Repeat the data exactly as it stands.

(Data for review)

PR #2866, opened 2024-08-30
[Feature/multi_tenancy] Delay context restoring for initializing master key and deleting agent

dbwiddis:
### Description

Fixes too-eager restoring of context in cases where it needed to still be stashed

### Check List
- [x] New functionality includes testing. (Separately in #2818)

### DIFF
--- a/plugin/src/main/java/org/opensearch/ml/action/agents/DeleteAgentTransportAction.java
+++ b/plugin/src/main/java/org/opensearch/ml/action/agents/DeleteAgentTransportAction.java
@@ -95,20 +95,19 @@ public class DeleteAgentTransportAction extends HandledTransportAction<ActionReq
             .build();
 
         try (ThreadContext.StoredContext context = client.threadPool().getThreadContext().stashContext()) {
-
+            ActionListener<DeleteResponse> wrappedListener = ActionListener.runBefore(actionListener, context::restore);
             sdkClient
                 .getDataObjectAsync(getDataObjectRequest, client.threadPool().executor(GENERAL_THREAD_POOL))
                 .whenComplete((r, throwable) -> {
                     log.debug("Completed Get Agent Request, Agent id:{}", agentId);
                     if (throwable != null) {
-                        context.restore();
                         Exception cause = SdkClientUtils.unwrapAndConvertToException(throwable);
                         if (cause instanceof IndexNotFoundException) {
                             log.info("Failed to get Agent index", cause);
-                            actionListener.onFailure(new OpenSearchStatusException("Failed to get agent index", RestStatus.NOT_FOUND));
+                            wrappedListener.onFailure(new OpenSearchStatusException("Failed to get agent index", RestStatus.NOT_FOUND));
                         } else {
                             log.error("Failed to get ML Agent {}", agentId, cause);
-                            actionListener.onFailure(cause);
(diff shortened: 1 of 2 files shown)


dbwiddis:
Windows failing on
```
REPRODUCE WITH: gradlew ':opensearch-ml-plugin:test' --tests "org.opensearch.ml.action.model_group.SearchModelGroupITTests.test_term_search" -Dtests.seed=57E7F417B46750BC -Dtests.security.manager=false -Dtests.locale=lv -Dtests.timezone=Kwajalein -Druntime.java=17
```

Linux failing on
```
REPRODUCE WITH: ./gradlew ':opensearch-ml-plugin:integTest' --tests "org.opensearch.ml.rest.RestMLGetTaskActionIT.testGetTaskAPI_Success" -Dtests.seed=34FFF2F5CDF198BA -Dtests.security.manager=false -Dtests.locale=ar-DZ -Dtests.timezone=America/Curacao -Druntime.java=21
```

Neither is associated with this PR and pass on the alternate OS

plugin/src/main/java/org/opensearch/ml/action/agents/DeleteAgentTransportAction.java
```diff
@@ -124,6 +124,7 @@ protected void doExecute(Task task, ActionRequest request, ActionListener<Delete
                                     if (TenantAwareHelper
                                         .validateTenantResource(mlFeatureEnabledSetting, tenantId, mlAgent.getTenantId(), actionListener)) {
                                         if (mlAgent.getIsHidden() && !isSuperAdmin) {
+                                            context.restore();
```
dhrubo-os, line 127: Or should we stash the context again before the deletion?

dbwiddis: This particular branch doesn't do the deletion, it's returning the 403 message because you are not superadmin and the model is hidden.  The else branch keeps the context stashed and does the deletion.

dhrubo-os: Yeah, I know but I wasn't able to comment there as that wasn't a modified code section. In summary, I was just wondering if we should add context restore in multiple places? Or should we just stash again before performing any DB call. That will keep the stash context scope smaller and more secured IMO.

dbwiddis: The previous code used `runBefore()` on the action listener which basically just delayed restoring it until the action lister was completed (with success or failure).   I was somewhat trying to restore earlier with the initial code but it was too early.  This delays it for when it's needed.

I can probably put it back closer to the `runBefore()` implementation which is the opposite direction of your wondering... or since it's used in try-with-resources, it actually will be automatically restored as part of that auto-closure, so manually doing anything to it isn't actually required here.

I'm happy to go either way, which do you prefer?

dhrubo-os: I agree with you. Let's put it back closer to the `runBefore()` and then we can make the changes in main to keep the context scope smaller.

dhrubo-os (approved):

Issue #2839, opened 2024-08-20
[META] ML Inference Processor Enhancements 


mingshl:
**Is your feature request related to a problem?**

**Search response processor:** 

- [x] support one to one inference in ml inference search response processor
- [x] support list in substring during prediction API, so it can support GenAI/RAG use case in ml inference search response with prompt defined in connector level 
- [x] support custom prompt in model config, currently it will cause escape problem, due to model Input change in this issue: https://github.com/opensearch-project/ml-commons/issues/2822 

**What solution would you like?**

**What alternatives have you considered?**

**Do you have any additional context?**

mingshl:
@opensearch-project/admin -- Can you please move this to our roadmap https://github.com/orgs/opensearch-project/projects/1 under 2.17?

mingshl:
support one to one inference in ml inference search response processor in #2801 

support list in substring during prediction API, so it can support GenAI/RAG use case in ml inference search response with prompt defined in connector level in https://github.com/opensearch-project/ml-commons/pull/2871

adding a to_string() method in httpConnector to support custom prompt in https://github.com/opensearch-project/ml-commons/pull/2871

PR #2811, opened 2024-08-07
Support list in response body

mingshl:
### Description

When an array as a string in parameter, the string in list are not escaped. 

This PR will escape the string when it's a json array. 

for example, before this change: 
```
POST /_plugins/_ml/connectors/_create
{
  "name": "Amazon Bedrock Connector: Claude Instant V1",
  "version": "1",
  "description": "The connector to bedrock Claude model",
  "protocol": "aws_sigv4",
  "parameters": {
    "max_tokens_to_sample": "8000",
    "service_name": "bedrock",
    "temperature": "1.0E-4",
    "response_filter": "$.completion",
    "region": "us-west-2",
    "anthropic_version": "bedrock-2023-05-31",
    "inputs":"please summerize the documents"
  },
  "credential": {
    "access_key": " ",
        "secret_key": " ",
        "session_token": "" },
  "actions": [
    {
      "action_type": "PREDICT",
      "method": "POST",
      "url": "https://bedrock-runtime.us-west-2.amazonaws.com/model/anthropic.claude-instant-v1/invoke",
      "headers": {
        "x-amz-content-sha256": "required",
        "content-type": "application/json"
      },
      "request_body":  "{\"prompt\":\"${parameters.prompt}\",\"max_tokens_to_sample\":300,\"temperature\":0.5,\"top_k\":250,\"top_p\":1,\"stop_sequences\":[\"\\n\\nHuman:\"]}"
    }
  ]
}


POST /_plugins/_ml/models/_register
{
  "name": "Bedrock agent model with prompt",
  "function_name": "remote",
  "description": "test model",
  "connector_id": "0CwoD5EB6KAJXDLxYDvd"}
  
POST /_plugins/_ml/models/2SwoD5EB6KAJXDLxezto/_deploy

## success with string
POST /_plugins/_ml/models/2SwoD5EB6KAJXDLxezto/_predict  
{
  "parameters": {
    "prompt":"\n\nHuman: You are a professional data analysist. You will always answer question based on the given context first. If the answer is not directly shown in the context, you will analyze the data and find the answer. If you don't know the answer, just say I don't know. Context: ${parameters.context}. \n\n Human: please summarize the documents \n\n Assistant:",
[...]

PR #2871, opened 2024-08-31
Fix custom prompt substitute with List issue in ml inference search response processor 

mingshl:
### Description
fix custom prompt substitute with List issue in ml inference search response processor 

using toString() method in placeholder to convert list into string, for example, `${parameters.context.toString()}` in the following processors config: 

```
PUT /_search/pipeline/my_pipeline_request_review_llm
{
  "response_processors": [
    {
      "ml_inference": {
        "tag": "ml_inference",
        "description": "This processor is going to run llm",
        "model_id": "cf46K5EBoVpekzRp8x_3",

(End Data for review)

Exercise result
PR #2866, opened 2024-08-30
[Feature/multi_tenancy] Delay context restoring for initializing master key and deleting agent

dbwiddis:
### Description

Fixes too-eager restoring of context in cases where it needed to still be stashed

### Check List
- [x] New functionality includes testing. (Separately in #2818)

### DIFF
--- a/plugin/src/main/java/org/opensearch/ml/action/agents/DeleteAgentTransportAction.java
+++ b/plugin/src/main/java/org/opensearch/ml/action/agents/DeleteAgentTransportAction.java
@@ -95,20 +95,19 @@ public class DeleteAgentTransportAction extends HandledTransportAction<ActionReq
             .build();
 
         try (ThreadContext.StoredContext context = client.threadPool().getThreadContext().stashContext()) {
-
+            ActionListener<DeleteResponse> wrappedListener = ActionListener.runBefore(actionListener, context::restore);
             sdkClient
                 .getDataObjectAsync(getDataObjectRequest, client.threadPool().executor(GENERAL_THREAD_POOL))
                 .whenComplete((r, throwable) -> {
                     log.debug("Completed Get Agent Request, Agent id:{}", agentId);
                     if (throwable != null) {
-                        context.restore();
                         Exception cause = SdkClientUtils.unwrapAndConvertToException(throwable);
                         if (cause instanceof IndexNotFoundException) {
                             log.info("Failed to get Agent index", cause);
-                            actionListener.onFailure(new OpenSearchStatusException("Failed to get agent index", RestStatus.NOT_FOUND));
+                            wrappedListener.onFailure(new OpenSearchStatusException("Failed to get agent index", RestStatus.NOT_FOUND));
                         } else {
                             log.error("Failed to get ML Agent {}", agentId, cause);
-                            actionListener.onFailure(cause);
(diff shortened: 1 of 2 files shown)


dbwiddis:
Windows failing on
```
REPRODUCE WITH: gradlew ':opensearch-ml-plugin:test' --tests "org.opensearch.ml.action.model_group.SearchModelGroupITTests.test_term_search" -Dtests.seed=57E7F417B46750BC -Dtests.security.manager=false -Dtests.locale=lv -Dtests.timezone=Kwajalein -Druntime.java=17
```

Linux failing on
```
REPRODUCE WITH: ./gradlew ':opensearch-ml-plugin:integTest' --tests "org.opensearch.ml.rest.RestMLGetTaskActionIT.testGetTaskAPI_Success" -Dtests.seed=34FFF2F5CDF198BA -Dtests.security.manager=false -Dtests.locale=ar-DZ -Dtests.timezone=America/Curacao -Druntime.java=21
```

Neither is associated with this PR and pass on the alternate OS

plugin/src/main/java/org/opensearch/ml/action/agents/DeleteAgentTransportAction.java
```diff
@@ -124,6 +124,7 @@ protected void doExecute(Task task, ActionRequest request, ActionListener<Delete
                                     if (TenantAwareHelper
                                         .validateTenantResource(mlFeatureEnabledSetting, tenantId, mlAgent.getTenantId(), actionListener)) {
                                         if (mlAgent.getIsHidden() && !isSuperAdmin) {
+                                            context.restore();
```
dhrubo-os, line 127: Or should we stash the context again before the deletion?

dbwiddis: This particular branch doesn't do the deletion, it's returning the 403 message because you are not superadmin and the model is hidden.  The else branch keeps the context stashed and does the deletion.

dhrubo-os: Yeah, I know but I wasn't able to comment there as that wasn't a modified code section. In summary, I was just wondering if we should add context restore in multiple places? Or should we just stash again before performing any DB call. That will keep the stash context scope smaller and more secured IMO.

dbwiddis: The previous code used `runBefore()` on the action listener which basically just delayed restoring it until the action lister was completed (with success or failure).   I was somewhat trying to restore earlier with the initial code but it was too early.  This delays it for when it's needed.

I can probably put it back closer to the `runBefore()` implementation which is the opposite direction of your wondering... or since it's used in try-with-resources, it actually will be automatically restored as part of that auto-closure, so manually doing anything to it isn't actually required here.

I'm happy to go either way, which do you prefer?

dhrubo-os: I agree with you. Let's put it back closer to the `runBefore()` and then we can make the changes in main to keep the context scope smaller.

dhrubo-os (approved):

Issue #2839, opened 2024-08-20
[META] ML Inference Processor Enhancements 


mingshl:
**Is your feature request related to a problem?**

**Search response processor:** 

- [x] support one to one inference in ml inference search response processor
- [x] support list in substring during prediction API, so it can support GenAI/RAG use case in ml inference search response with prompt defined in connector level 
- [x] support custom prompt in model config, currently it will cause escape problem, due to model Input change in this issue: https://github.com/opensearch-project/ml-commons/issues/2822 

**What solution would you like?**

**What alternatives have you considered?**

**Do you have any additional context?**

mingshl:
@opensearch-project/admin -- Can you please move this to our roadmap https://github.com/orgs/opensearch-project/projects/1 under 2.17?

mingshl:
support one to one inference in ml inference search response processor in #2801 

support list in substring during prediction API, so it can support GenAI/RAG use case in ml inference search response with prompt defined in connector level in https://github.com/opensearch-project/ml-commons/pull/2871

adding a to_string() method in httpConnector to support custom prompt in https://github.com/opensearch-project/ml-commons/pull/2871

PR #2811, opened 2024-08-07
Support list in response body

mingshl:
### Description

When an array as a string in parameter, the string in list are not escaped. 

This PR will escape the string when it's a json array. 

for example, before this change: 
```
POST /_plugins/_ml/connectors/_create
{
  "name": "Amazon Bedrock Connector: Claude Instant V1",
  "version": "1",
  "description": "The connector to bedrock Claude model",
  "protocol": "aws_sigv4",
  "parameters": {
    "max_tokens_to_sample": "8000",
    "service_name": "bedrock",
    "temperature": "1.0E-4",
    "response_filter": "$.completion",
    "region": "us-west-2",
    "anthropic_version": "bedrock-2023-05-31",
    "inputs":"please summerize the documents"
  },
  "credential": {
    "access_key": " ",
        "secret_key": " ",
        "session_token": "" },
  "actions": [
    {
      "action_type": "PREDICT",
      "method": "POST",
      "url": "https://bedrock-runtime.us-west-2.amazonaws.com/model/anthropic.claude-instant-v1/invoke",
      "headers": {
        "x-amz-content-sha256": "required",
        "content-type": "application/json"
      },
      "request_body":  "{\"prompt\":\"${parameters.prompt}\",\"max_tokens_to_sample\":300,\"temperature\":0.5,\"top_k\":250,\"top_p\":1,\"stop_sequences\":[\"\\n\\nHuman:\"]}"
    }
  ]
}


POST /_plugins/_ml/models/_register
{
  "name": "Bedrock agent model with prompt",
  "function_name": "remote",
  "description": "test model",
  "connector_id": "0CwoD5EB6KAJXDLxYDvd"}
  
POST /_plugins/_ml/models/2SwoD5EB6KAJXDLxezto/_deploy

## success with string
POST /_plugins/_ml/models/2SwoD5EB6KAJXDLxezto/_predict  
{
  "parameters": {
    "prompt":"\n\nHuman: You are a professional data analysist. You will always answer question based on the given context first. If the answer is not directly shown in the context, you will analyze the data and find the answer. If you don't know the answer, just say I don't know. Context: ${parameters.context}. \n\n Human: please summarize the documents \n\n Assistant:",
[...]

PR #2871, opened 2024-08-31
Fix custom prompt substitute with List issue in ml inference search response processor 

mingshl:
### Description
fix custom prompt substitute with List issue in ml inference search response processor 

using toString() method in placeholder to convert list into string, for example, `${parameters.context.toString()}` in the following processors config: 

```
PUT /_search/pipeline/my_pipeline_request_review_llm
{
  "response_processors": [
    {
      "ml_inference": {
        "tag": "ml_inference",
        "description": "This processor is going to run llm",
        "model_id": "cf46K5EBoVpekzRp8x_3",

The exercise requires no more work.